# [Work order]
The entries below contain a line with "PR #662, opened 2023-09-07" and a line with "We observe that". Quote exactly those two lines and all lines between them.

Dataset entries
-------
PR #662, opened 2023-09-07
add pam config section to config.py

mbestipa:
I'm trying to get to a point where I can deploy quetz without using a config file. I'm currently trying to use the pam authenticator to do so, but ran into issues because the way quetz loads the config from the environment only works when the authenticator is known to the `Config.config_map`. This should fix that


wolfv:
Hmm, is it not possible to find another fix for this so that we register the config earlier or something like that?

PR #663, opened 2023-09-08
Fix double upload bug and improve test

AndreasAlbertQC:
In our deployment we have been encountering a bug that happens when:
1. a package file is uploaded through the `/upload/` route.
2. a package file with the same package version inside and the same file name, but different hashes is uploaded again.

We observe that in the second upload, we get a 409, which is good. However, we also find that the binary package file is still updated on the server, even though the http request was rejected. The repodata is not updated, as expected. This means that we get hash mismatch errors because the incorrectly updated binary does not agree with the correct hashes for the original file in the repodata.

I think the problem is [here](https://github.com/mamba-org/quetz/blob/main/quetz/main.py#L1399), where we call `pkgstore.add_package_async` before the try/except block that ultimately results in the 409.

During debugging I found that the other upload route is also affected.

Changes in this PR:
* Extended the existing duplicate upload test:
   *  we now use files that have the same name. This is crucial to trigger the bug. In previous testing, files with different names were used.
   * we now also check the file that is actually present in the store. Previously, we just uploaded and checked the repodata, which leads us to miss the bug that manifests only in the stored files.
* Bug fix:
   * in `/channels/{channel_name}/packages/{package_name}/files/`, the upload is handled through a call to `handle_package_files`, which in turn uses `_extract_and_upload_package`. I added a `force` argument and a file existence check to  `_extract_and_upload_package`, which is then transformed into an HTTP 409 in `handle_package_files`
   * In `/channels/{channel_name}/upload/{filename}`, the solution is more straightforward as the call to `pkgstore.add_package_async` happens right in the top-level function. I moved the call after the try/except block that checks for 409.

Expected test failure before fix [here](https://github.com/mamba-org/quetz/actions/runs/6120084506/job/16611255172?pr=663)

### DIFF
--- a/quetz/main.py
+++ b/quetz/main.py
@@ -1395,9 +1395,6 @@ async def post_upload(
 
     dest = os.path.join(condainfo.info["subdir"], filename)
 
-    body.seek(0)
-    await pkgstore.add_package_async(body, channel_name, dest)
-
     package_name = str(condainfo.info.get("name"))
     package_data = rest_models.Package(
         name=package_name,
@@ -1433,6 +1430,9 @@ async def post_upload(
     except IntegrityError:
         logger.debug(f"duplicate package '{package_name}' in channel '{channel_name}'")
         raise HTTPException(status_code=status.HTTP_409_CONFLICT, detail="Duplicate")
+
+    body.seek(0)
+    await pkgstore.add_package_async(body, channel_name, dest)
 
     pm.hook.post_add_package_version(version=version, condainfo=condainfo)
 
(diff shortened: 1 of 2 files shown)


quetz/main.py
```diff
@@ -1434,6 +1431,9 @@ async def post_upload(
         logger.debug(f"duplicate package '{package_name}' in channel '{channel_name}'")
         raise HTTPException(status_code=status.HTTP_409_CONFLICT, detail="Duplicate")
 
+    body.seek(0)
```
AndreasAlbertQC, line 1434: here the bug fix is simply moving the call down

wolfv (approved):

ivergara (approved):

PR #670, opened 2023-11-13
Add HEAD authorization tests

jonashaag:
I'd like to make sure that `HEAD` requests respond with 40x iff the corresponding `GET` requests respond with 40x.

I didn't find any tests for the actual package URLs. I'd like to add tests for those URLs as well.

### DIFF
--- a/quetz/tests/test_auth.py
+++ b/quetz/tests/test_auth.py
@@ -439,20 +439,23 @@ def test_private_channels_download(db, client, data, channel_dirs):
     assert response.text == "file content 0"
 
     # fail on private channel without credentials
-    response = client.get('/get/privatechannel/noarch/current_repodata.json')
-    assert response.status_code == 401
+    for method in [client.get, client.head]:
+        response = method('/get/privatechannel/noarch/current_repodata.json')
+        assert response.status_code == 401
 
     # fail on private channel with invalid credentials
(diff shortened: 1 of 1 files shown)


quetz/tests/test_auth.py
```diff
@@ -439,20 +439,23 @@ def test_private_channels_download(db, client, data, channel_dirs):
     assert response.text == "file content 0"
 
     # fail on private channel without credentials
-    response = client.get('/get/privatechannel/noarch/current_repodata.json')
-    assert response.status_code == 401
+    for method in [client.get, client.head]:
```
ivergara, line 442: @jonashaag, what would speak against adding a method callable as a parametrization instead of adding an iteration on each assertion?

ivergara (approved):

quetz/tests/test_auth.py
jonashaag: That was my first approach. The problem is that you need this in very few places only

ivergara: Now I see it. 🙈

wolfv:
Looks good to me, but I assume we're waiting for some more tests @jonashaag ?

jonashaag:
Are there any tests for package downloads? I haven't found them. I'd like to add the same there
-------
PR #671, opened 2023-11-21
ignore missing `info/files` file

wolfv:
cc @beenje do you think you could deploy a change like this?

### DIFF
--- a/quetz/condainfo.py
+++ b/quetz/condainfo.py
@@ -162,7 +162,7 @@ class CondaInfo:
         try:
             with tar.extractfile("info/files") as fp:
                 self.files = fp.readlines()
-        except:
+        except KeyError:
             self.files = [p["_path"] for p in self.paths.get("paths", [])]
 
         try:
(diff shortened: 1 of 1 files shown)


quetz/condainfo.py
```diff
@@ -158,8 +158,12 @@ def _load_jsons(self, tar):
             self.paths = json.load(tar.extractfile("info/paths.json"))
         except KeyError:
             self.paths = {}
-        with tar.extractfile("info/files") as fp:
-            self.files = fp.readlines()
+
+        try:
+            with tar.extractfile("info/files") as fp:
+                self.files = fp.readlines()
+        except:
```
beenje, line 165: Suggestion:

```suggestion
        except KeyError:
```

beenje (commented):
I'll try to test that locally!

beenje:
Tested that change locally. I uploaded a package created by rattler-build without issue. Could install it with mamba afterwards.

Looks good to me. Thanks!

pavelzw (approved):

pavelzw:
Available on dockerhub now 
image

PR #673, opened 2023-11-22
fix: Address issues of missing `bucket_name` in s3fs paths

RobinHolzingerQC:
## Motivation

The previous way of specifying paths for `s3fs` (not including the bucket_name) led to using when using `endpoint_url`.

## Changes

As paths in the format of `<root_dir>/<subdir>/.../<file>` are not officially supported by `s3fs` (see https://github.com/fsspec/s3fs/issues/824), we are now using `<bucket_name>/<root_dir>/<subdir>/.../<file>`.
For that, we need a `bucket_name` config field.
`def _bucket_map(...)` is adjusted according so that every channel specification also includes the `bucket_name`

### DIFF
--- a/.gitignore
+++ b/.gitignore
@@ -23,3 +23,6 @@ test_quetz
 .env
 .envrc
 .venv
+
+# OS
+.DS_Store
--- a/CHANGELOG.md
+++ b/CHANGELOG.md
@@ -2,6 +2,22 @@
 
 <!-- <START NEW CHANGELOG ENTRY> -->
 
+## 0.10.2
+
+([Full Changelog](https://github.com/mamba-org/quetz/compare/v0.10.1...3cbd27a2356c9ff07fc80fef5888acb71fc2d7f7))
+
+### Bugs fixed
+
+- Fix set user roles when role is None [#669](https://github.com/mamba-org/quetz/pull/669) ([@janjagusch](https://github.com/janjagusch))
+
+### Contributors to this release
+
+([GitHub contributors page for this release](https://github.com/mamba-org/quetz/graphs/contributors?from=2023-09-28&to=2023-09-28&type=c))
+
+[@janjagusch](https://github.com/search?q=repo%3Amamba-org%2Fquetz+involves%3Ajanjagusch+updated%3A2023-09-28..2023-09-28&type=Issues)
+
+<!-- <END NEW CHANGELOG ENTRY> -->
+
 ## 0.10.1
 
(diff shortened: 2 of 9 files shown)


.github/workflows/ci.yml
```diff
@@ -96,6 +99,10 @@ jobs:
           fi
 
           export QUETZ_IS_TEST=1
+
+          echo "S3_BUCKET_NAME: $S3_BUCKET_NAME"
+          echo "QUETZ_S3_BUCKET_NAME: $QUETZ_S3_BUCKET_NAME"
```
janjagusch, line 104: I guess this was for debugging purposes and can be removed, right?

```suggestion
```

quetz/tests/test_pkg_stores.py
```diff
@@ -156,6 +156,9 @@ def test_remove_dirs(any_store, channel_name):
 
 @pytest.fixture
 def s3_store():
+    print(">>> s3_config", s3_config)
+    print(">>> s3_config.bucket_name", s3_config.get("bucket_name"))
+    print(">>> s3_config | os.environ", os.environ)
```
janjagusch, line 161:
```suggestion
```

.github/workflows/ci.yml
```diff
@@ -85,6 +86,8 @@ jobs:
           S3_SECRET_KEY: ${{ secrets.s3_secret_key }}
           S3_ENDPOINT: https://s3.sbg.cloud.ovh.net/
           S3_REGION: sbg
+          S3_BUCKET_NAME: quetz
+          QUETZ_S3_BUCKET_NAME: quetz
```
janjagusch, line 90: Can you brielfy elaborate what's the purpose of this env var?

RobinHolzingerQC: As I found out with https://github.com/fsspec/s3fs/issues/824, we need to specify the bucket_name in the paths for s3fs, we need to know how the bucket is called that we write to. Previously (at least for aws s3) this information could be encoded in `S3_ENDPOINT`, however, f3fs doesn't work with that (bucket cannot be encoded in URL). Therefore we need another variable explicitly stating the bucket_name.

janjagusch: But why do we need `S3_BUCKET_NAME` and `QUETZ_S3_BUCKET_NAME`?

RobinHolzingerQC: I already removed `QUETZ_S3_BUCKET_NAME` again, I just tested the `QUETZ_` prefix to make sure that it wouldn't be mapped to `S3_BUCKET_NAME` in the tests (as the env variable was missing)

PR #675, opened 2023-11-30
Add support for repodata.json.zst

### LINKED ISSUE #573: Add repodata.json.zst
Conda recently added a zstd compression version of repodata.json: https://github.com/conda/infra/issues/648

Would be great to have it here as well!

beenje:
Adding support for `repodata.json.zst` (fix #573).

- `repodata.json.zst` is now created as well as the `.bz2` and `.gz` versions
-------
# [Response]
PR #662, opened 2023-09-07
add pam config section to config.py

mbestipa:
I'm trying to get to a point where I can deploy quetz without using a config file. I'm currently trying to use the pam authenticator to do so, but ran into issues because the way quetz loads the config from the environment only works when the authenticator is known to the `Config.config_map`. This should fix that


wolfv:
Hmm, is it not possible to find another fix for this so that we register the config earlier or something like that?

PR #663, opened 2023-09-08
Fix double upload bug and improve test

AndreasAlbertQC:
In our deployment we have been encountering a bug that happens when:
1. a package file is uploaded through the `/upload/` route.
2. a package file with the same package version inside and the same file name, but different hashes is uploaded again.

We observe that in the second upload, we get a 409, which is good. However, we also find that the binary package file is still updated on the server, even though the http request was rejected. The repodata is not updated, as expected. This means that we get hash mismatch errors because the incorrectly updated binary does not agree with the correct hashes for the original file in the repodata.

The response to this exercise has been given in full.